Exercise requirements:
Gather up every line from the entries below that uses the word "instead".
##### Available data
PR #699, opened 2024-06-13
Better templated Promote struct

Fletterio:
## Description
Changed the Promote struct so that it only works with proper Scalars and saving a lot of boilerplate specialization code

## Testing 
Ran fine on the complex FFT tests (coming to a new example on the examples repo)

### DIFF
--- a/include/nbl/builtin/hlsl/cpp_compat/promote.hlsl
+++ b/include/nbl/builtin/hlsl/cpp_compat/promote.hlsl
@@ -1,6 +1,8 @@
 #ifndef _NBL_BUILTIN_HLSL_CPP_COMPAT_PROMOTE_INCLUDED_
 #define _NBL_BUILTIN_HLSL_CPP_COMPAT_PROMOTE_INCLUDED_
 
+#include "nbl/builtin/hlsl/type_traits.hlsl"
+
 namespace nbl
 {
 namespace hlsl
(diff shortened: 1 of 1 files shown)


include/nbl/builtin/hlsl/cpp_compat/promote.hlsl
```diff
@@ -20,76 +23,43 @@ struct Promote
...
-template<typename U>
-struct Promote<float64_t1,U>
+template<typename Scalar, typename U>
+struct Promote<vector <Scalar, 1>, U>
 {
-    float64_t1 operator()(U v)
+    enable_if_t<is_scalar<Scalar>::value && is_scalar<U>::value, vector <Scalar, 1> > operator()(U v)
     {
-        return float64_t1(v);
+        vector <Scalar, 1> promoted = {Scalar(v)};
```
devshgraphicsprogramming, line 31: I think you should be able to just write `vector<Scalar,1>(v)` the conversion from U to Scalar is implicit here

devshgraphicsprogramming:
Any tests done to make sure it doesn't break existing examples and actually works?

Fletterio:
Ran grep to check which builtins used promote. It's two files under `builtin/hlsl/colorspace`. In the examples folder, no example shader directly uses promote, and the only test importing the aforementioned colorspace builtins is `22_CppCompat`, which runs just fine. I tested all the other examples just in case too (those that compiled in master, at least)

PR #703, opened 2024-07-03
Separable image sampler amortized lookups

Fletterio:
## Description
When validating writes/copies of descriptor sets, we do a binary search via `CBindingRedirect`. This same search is then repeated later in the processing of the write/copy, which is unnecessary. These changes avoid the duped searches

## Testing 
Examples that wrote to descriptor sets work fine. I couldn't find any examples that had a copy (there is one in the examples repo but not under `build/examples_tests` so I assume it's disabled).


include/nbl/video/IGPUDescriptorSet.h
```diff
@@ -87,14 +87,14 @@ class IGPUDescriptorSet : public asset::IDescriptorSet<const IGPUDescriptorSetLa
 	private:
         inline void incrementVersion() { m_version.fetch_add(1ull); }
 
+        using redirect_t = IGPUDescriptorSetLayout::CBindingRedirect;
         friend class ILogicalDevice;
-        asset::IDescriptor::E_TYPE validateWrite(const IGPUDescriptorSet::SWriteDescriptorSet& write) const;
-        void processWrite(const IGPUDescriptorSet::SWriteDescriptorSet& write, const asset::IDescriptor::E_TYPE type);
-        bool validateCopy(const IGPUDescriptorSet::SCopyDescriptorSet& copy) const;
-        void processCopy(const IGPUDescriptorSet::SCopyDescriptorSet& copy);
+        asset::IDescriptor::E_TYPE validateWrite(const IGPUDescriptorSet::SWriteDescriptorSet& write, redirect_t::storage_range_index_t& descriptorRedirectBindingIndex, redirect_t::storage_range_index_t& mutableSamplerRedirectBindingIndex) const;
```
devshgraphicsprogramming, line 92: instead of doing 1 return value + multiple out pointers or references, why not wrap all 3 into a struct? e.g.
```cpp
struct SValidationResult
{
   asset::IDescriptor::E_TYPE type;
   redirect_t::storage_range_index_t descriptorRedirect;
   redirect_t::storage_range_index_t mutableSamplerRedirect;
};
```

and pass this by `const&` to the `processWrite` ?

Also oa similar thing for the copies.

src/nbl/video/IGPUDescriptorSet.cpp
```diff
@@ -216,46 +232,26 @@ bool IGPUDescriptorSet::validateCopy(const IGPUDescriptorSet::SCopyDescriptorSet
...
+        incrementVersion();
 
-        if (srcSamplers && dstSamplers)
-            std::copy_n(srcSamplers, copy.count, dstSamplers);
+    std::copy_n(srcDescriptors, copy.count, dstDescriptors);
 
-        break;
-    }
+    if (srcSamplers && dstSamplers)
+        std::copy_n(srcSamplers, copy.count, dstSamplers);
```
devshgraphicsprogramming, line 254: very nice code cleanup I applaud

src/nbl/video/ILogicalDevice.cpp
```diff
@@ -469,8 +472,13 @@ bool ILogicalDevice::updateDescriptorSets(const std::span<const IGPUDescriptorSe
                 return false;
         }
         outCategory++;
+        i++;
     }
 
+    core::vector<redirect_t::storage_range_index_t> copySrcDescriptorRedirectIndices(descriptorCopies.size()), copySrcMutableSamplerRedirectIndices(descriptorCopies.size());
+    core::vector<redirect_t::storage_range_index_t> copyDstDescriptorRedirectIndices(descriptorCopies.size()), copyDstMutableSamplerRedirectIndices(descriptorCopies.size());
+    core::vector<asset::IDescriptor::E_TYPE> copyTypes(descriptorCopies.size());
```
devshgraphicsprogramming, line 480: normally SoA perform better than AoS, except when the arrays are backed by separate dynamic allocations/containers

Hence moving to a Array of Structures and having the validation parameters in one struct will benefit you

PR #711, opened 2024-07-14
Flatten regions stream hash image filter

devshgraphicsprogramming:


include/nbl/asset/filters/CFlattenRegionsStreamHashImageFilter.h
```diff
@@ -0,0 +1,220 @@
...
+		
+		class CState : public IImageFilter::IState
+		{
+			public:
+				virtual ~CState() {}
+
+				using hash_t = std::array<size_t, 4u>;
+
+				const ICPUImage*					inImage = nullptr;
+				hash_t								outHash = { {0} };
```
devshgraphicsprogramming, line 39: this needs to be a `core::blake3_hash_t`

include/nbl/asset/filters/CFlattenRegionsStreamHashImageFilter.h
```diff
@@ -0,0 +1,220 @@
...
+				ScratchMemory						scratchMemory;
+		};
+
+		using state_type = CState;
+
+		static inline ScratchMemory allocateScratchMemory(const asset::ICPUImage* inImage)
+		{
+			ScratchMemory scratch;
+			scratch.flatten = asset::IAsset::castDown<asset::ICPUImage>(inImage->clone());
```
devshgraphicsprogramming, line 48: you need to do a level 0 clone, otherwise you get a buffer cope as well

include/nbl/asset/filters/CFlattenRegionsStreamHashImageFilter.h
```diff
@@ -0,0 +1,220 @@
...
+
+			const auto& parameters = scratch.flatten->getCreationParameters();
+			scratch.heap = core::make_smart_refctd_ptr<asset::ICPUBuffer>(parameters.mipLevels * parameters.arrayLayers * sizeof(CState::outHash));
+
```
devshgraphicsprogramming, line 52: now you need to set regions on the cloned image, like flatten region does

include/nbl/asset/filters/CFlattenRegionsStreamHashImageFilter.h
```diff
@@ -0,0 +1,220 @@
...
+			if (!state)
+				return false;
+
+			if(!state->inImage)
+				return false;
+
+			if(!state->scratchMemory.flatten)
+				return false;
+
+			if (state->scratchMemory.flatten->getBuffer()->getSize() != state->inImage->getBuffer()->getSize())
```
devshgraphicsprogramming, line 67: this will not necessarily be true if the input has gaps

include/nbl/asset/filters/CFlattenRegionsStreamHashImageFilter.h
```diff
@@ -0,0 +1,220 @@
...
+					rit->imageSubresource.layerCount = parameters.arrayLayers;
+					rit->imageOffset = { 0u,0u,0u };
+					rit->imageExtent = { localExtent.x,localExtent.y,localExtent.z };
+					auto levelSize = info.roundToBlockSize(localExtent);
+					auto memsize = levelSize[0] * levelSize[1] * levelSize[2] * parameters.arrayLayers * bytesPerPixel;
+
+					assert(memsize.getNumerator() % memsize.getDenominator() == 0u);
+					bufferSize += memsize.getIntegerApprox();
+				}
+			}
```
devshgraphicsprogramming, line 152: this needs to happen in `allocateScratchMemory`

include/nbl/asset/filters/CFlattenRegionsStreamHashImageFilter.h
```diff
@@ -0,0 +1,220 @@
...
+
+		using state_type = CState;
+
+		static inline ScratchMemory allocateScratchMemory(const asset::ICPUImage* inImage)
+		{
+			ScratchMemory scratch;
+			scratch.flatten = asset::IAsset::castDown<asset::ICPUImage>(inImage->clone());
+
+			const auto& parameters = scratch.flatten->getCreationParameters();
+			scratch.heap = core::make_smart_refctd_ptr<asset::ICPUBuffer>(parameters.mipLevels * parameters.arrayLayers * sizeof(CState::outHash));
```
devshgraphicsprogramming, line 51: other filters just ask for a pointer and tell you the size it should back

include/nbl/asset/filters/CFlattenRegionsStreamHashImageFilter.h
```diff
@@ -0,0 +1,220 @@
...
+			auto executePerMipLevel = [&](const uint32_t miplevel)
+			{
+				/*
+					we stream-hash texels per given mip level & layer
+				*/
+
+				auto* hashers = _NBL_NEW_ARRAY(blake3_hasher, parameters.arrayLayers);
+
+				for (auto layer = 0u; layer < parameters.arrayLayers; ++layer)
+					blake3_hasher_init(&hashers[layer]);
```
devshgraphicsprogramming, line 163: you can just grab them out of scratch

include/nbl/asset/filters/CFlattenRegionsStreamHashImageFilter.h
```diff
@@ -0,0 +1,220 @@
...
+
+				CBasicImageFilterCommon::executePerRegion(policy, proxy.flatten.outImage.get(), hash, regions->begin(), regions->end(), clipFunctor); // fire the hasher for layers with specified execution policy, yes you can use parallel policy here if you want at it will work
+
+				for (auto layer = 0u; layer < parameters.arrayLayers; ++layer)
+				{
+					auto* out = reinterpret_cast<uint8_t*>(reinterpret_cast<CState::hash_t*>(state->scratchMemory.heap->getPointer()) + (miplevel * parameters.arrayLayers) + layer);
+					blake3_hasher_finalize(hashers + layer, out, sizeof(CState::hash_t)); // finalize hash for layer + put it to heap for given mip level
+				}
+
+				_NBL_DELETE_ARRAY(hashers, parameters.arrayLayers);
```
devshgraphicsprogramming, line 183: you need to combine the per-layer hashes into a mip level hash here

include/nbl/asset/filters/CFlattenRegionsStreamHashImageFilter.h
```diff
@@ -0,0 +1,220 @@
...
+
+			blake3_hasher hasher;
+			blake3_hasher_init(&hasher);
+			{
+				for (auto miplevel = 0u; miplevel < parameters.mipLevels; ++miplevel)
+					for (auto layer = 0u; layer < parameters.arrayLayers; ++layer)
+					{
+						auto* hash = reinterpret_cast<CState::hash_t*>(state->scratchMemory.heap->getPointer()) + (miplevel * parameters.arrayLayers) + layer;
+						blake3_hasher_update(&hasher, hash->data(), sizeof(CState::hash_t));
+					}
```
devshgraphicsprogramming, line 204: here take hashes of mip levels and turn into one hash

include/nbl/asset/filters/CFlattenRegionsStreamHashImageFilter.h
AnastaZIuk: ok but remember this is created from `master` where it doesn't exist yet

include/nbl/asset/filters/CFlattenRegionsStreamHashImageFilter.h
AnastaZIuk: does it make any difference? It will make my scratch smaller but I would like to store each hash in the scratch for our [tool & testing purposes](https://github.com/Devsh-Graphics-Programming/Nabla-Examples-and-Tests/tree/14b34ffab28112de092b56d17be52e32d450b834/64_StreamHash#streamhashapp) (however I could add template parameter which toggles whether I store all hashes or only for mips to do what you have in mind - by default would do it)

include/nbl/asset/filters/CFlattenRegionsStreamHashImageFilter.h
AnastaZIuk: https://github.com/Devsh-Graphics-Programming/Nabla/pull/711#discussion_r1677514207

include/nbl/asset/filters/CFlattenRegionsStreamHashImageFilter.h
AnastaZIuk: right, okay

include/nbl/asset/filters/CFlattenRegionsStreamHashImageFilter.h
AnastaZIuk: okay will adjust

include/nbl/asset/filters/CFlattenRegionsStreamHashImageFilter.h
AnastaZIuk: the copy was intended, but yes it's a dumb copy

AnastaZIuk: done

include/nbl/asset/filters/CFlattenRegionsStreamHashImageFilter.h
AnastaZIuk: done

include/nbl/asset/filters/CFlattenRegionsStreamHashImageFilter.h
AnastaZIuk: done

include/nbl/asset/filters/CFlattenRegionsStreamHashImageFilter.h
AnastaZIuk: done

include/nbl/asset/filters/CFlattenRegionsStreamHashImageFilter.h
AnastaZIuk: done

include/nbl/asset/filters/CFlattenRegionsStreamHashImageFilter.h
AnastaZIuk: I won't change it, it can run both mips & layers with parallel policy then it would break, must finalize at the end but now using hashers from scratch memory

include/nbl/asset/filters/CFlattenRegionsStreamHashImageFilter.h
AnastaZIuk: I leave it how it is, want to keep all data in scratch unless you want template I can add it

include/nbl/asset/filters/CFlattenRegionsStreamHashImageFilter.h
AnastaZIuk: this thing doesn't exist on current `HEAD`, once you merge I can adjust

AnastaZIuk: you have it on your branch I believe

devshgraphicsprogramming: time to merge `asset_converter3` to this branch then

include/nbl/core/hash/blake.h
```diff
@@ -12,15 +12,19 @@ struct blake3_hash_t
 {
 	inline bool operator==(const blake3_hash_t&) const = default;
 
-	uint8_t data[BLAKE3_OUT_LEN];
+	uint8_t data[BLAKE3_OUT_LEN] = { {0} };
 };
 
+static_assert(sizeof(blake3_hash_t) == BLAKE3_OUT_LEN);
+
+// TODO, Arek: why not in source and limit to translation unit as part of Nabla library, again we make a wrapper just to expose 3rdparty to our public headers and with blake case we need to link it when in static mode anyway because it's not header only library
```
AnastaZIuk, line 20: ok actually those blake3 structs we use are built with basic types only & all in headers

include/nbl/asset/filters/CFlattenRegionsStreamHashImageFilter.h
AnastaZIuk: done

include/nbl/asset/IDescriptorSetLayout.h
```diff
@@ -467,7 +467,6 @@ class IDescriptorSetLayout : public IDescriptorSetLayoutBase
 				if ((b.type == IDescriptor::E_TYPE::ET_SAMPLER or b.type == IDescriptor::E_TYPE::ET_COMBINED_IMAGE_SAMPLER) and b.immutableSamplers)
 				{
 					const auto localOffset = m_immutableSamplerRedirect.getStorageOffset(typename CBindingRedirect::binding_number_t(b.binding)).data;
-					assert(bool(localOffset));
```
devshgraphicsprogramming, line 470: why did you remove this?

tad1: when `localOffset==0` (copying from the beginning) it aborts

tad1: I don't know if that was the intent

devshgraphicsprogramming: that would be because we have a `.data` there.

I know how to change it, my bug/typo

src/nbl/asset/interchange/CGLILoader.cpp
```diff
@@ -187,22 +188,34 @@ namespace nbl
...
 				const auto layerSize = getFullSizeOfLayer(mipLevel);
+				const auto mipOffset = (mipLevel * imageInfo.arrayLayers);
+
 				for (uint16_t layer = 0; layer < imageInfo.arrayLayers; ++layer)
 				{
 					const auto layersData = getCurrentGliLayerAndFace(layer);
 					const auto gliLayer = layersData.first;
 					const auto gliFace = layersData.second;
+					
+					const auto pOffset = mipOffset + layer;
```
devshgraphicsprogramming, line 204: unused variable?

src/nbl/asset/ICPUImage.cpp
```diff
@@ -0,0 +1,319 @@
...
+		return execute(core::execution::seq, state);
+	}
+
+private:
+
+	struct ScratchMap
+	{
+		asset::SBufferRange<asset::ICPUBuffer> hashes; // hashes, single hash is obtained from given miplevel & layer, full hash for an image is a hash of this hash buffer
+		asset::SBufferRange<asset::ICPUBuffer> hashers; // hashers, used to produce a hash
+		asset::SBufferRange<asset::ICPUBuffer> flatten; // tightly packed texels from input, no memory gaps
```
devshgraphicsprogramming, line 297: its weird to use `ICPUBuffer` which is an asset, to represent what is essentially a span<uint8_t>

devshgraphicsprogramming: actually a `std::span<hash_t>`, `std::span<blake3_hasher>` , the last one can stay an ICPUBuffer

src/nbl/asset/ICPUImage.cpp
```diff
@@ -0,0 +1,319 @@
...
+		*/
+
+		ScratchMap scratch;
+		{
+			auto buffer = getScratchAsBuffer(state->scratch.size);
+			const auto product = parameters.mipLevels * parameters.arrayLayers;
+
+			scratch.hashes = { .offset = 0u, .size = product * sizeof(CState::outHash), .buffer = buffer };
+			scratch.hashers = { .offset = scratch.hashes.size, .size = product * sizeof(blake3_hasher), .buffer = buffer };
+			scratch.flatten = { .offset = scratch.hashers.offset + scratch.hashers.size, .size = state->scratch.size - scratch.hashers.size - scratch.hashes.size, .buffer = buffer };
```
devshgraphicsprogramming, line 138: this is the only thing that should be an `ICPUBuffer` (and not really a range)

src/nbl/asset/ICPUImage.cpp
```diff
@@ -0,0 +1,319 @@
...
+			auto out = ICPUImage::create(IImage::SCreationParams(parameters));
+			out->setBufferAndRegions(core::smart_refctd_ptr(getScratchAsBuffer(scratch.flatten.size, scratch.flatten.offset)), std::move(regions));
+
+			auto& flatten = proxy.flatten;
+			flatten.inImage = state->inImage;
+			flatten.outImage = out;
+			flatten.preFill = true;
+			memset(flatten.fillValue.pointer, 0, sizeof(flatten.fillValue.pointer));
+
+			assert(CFlattenRegionsImageFilter::execute(policy, &proxy.flatten)); // this should never fail, at this point we are already validated
```
devshgraphicsprogramming, line 191: @AnastaZIuk @tad1 I don't know if you already came across this, but any code in an `assert(blah)` just disappears in a non-Debug build (cause assert is a macro thats empty in a Release build)

src/nbl/asset/ICPUImage.cpp
```diff
@@ -0,0 +1,319 @@
...
+			}
+
+			auto out = ICPUImage::create(IImage::SCreationParams(parameters));
+			out->setBufferAndRegions(core::smart_refctd_ptr(getScratchAsBuffer(scratch.flatten.size, scratch.flatten.offset)), std::move(regions));
+
+			auto& flatten = proxy.flatten;
+			flatten.inImage = state->inImage;
+			flatten.outImage = out;
+			flatten.preFill = true;
+			memset(flatten.fillValue.pointer, 0, sizeof(flatten.fillValue.pointer));
```
devshgraphicsprogramming, line 189: question, does flatten work with Compressed Texture Formats?

(since we can't encode into those texel blocks)

src/nbl/asset/ICPUImage.cpp
```diff
@@ -0,0 +1,319 @@
...
+
+		const auto* const image = isFullyFlatten ? state->inImage : proxy.flatten.outImage.get();
+		const auto texelOrBlockByteSize = asset::getTexelOrBlockBytesize(parameters.format);
+		const uint8_t* inData = reinterpret_cast<const uint8_t*>(image->getBuffer()->getPointer());
+
+		std::vector<uint32_t> layers(parameters.arrayLayers);
+		std::iota(layers.begin(), layers.end(), 0);
+
+		std::vector<uint32_t> levels(parameters.mipLevels);
+		std::iota(levels.begin(), levels.end(), 0);
```
devshgraphicsprogramming, line 209: make your own custom iterators over a range of integers (someone probably has done it already), instead of using `iota`, the number of arrayLayers can be stupidly high

src/nbl/asset/ICPUImage.cpp
```diff
@@ -0,0 +1,319 @@
...
+
+		/*
+			we stream-hash texels per given mip level & layer
+		*/
+
+		auto* const hashes = reinterpret_cast<CState::hash_t*>(getScratchAsBuffer(scratch.hashes.size, scratch.hashes.offset)->getPointer());
+		auto* const hashers = reinterpret_cast<blake3_hasher*>(getScratchAsBuffer(scratch.hashers.size, scratch.hashers.offset)->getPointer());
```
devshgraphicsprogramming, line 216: see this would make more sense with `span<>` instead of buffers

src/nbl/asset/ICPUImage.cpp
```diff
@@ -0,0 +1,319 @@
...
+				const bool performNullHash = regions.empty();
+
+				if (performNullHash)
+				{
+					const auto mipExtentInBlocks = info.convertTexelsToBlocks(image->getMipSize(miplevel));
+					const auto zeroLength = info.getBlockByteSize() * mipExtentInBlocks.x;
+					auto zeroArray = std::make_unique<uint8_t[]>(zeroLength);
+					for (auto z = 0; z < mipExtentInBlocks.z; z++)
+						for (auto y = 0; y < mipExtentInBlocks.y; y++)
+							blake3_hasher_update(hasher, zeroArray.get(), zeroLength);
```
devshgraphicsprogramming, line 249: actually you have my blessing to give this a special treatment at the start, you can do a hash of a zero-length array if there are no regions (it will be much faster)

and assert() in the filter that there are SOME regions

include/nbl/asset/IDescriptorSetLayout.h
devshgraphicsprogramming: fixed on `asset-conversion-v3` branch

src/nbl/asset/ICPUImage.cpp
tad1: mentioned in #731 - it works, but `CFlattenRegionsImageFilter` does not set content hash for the output image

devshgraphicsprogramming: explain?

PR #716, opened 2024-07-17
Clustered rendering

AnastaZIuk:


devshgraphicsprogramming:
Ok now make it point at master, and remove all the stuff that conflicts with the `examples_tests` submodule.

PR #719, opened 2024-07-23
Fix subgroupArithmetic error

nipunG314:


devshgraphicsprogramming:
no need for special PR, we'll update the submodule pointer to master HEAD eventually

PR #867, opened 2025-04-11
Yas fix clang warnings

YasInvolved:


src/nbl/video/utilities/CAssetConverter.cpp
```diff
@@ -110,7 +109,7 @@ bool CAssetConverter::acceleration_structure_patch_base::valid(const ILogicalDev
 	if (!features.accelerationStructure)
 		return false;
 	// just make the flags agree/canonicalize
-	allowCompaction = allowCompaction || compactAfterBuild;
+	allowCompaction = allowCompaction | compactAfterBuild;
```
devshgraphicsprogramming, line 112: i fixed this already, you'll conflict. I actually did a lot edits that will cause conflicts

PR #870, opened 2025-04-25
New workgroup reduce + scan using subgroup2

keptsecret:


devshgraphicsprogramming:
GH still highlighting wrong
##########
Solution to this problem:
devshgraphicsprogramming, line 92: instead of doing 1 return value + multiple out pointers or references, why not wrap all 3 into a struct? e.g.
devshgraphicsprogramming, line 209: make your own custom iterators over a range of integers (someone probably has done it already), instead of using `iota`, the number of arrayLayers can be stupidly high
devshgraphicsprogramming, line 216: see this would make more sense with `span<>` instead of buffers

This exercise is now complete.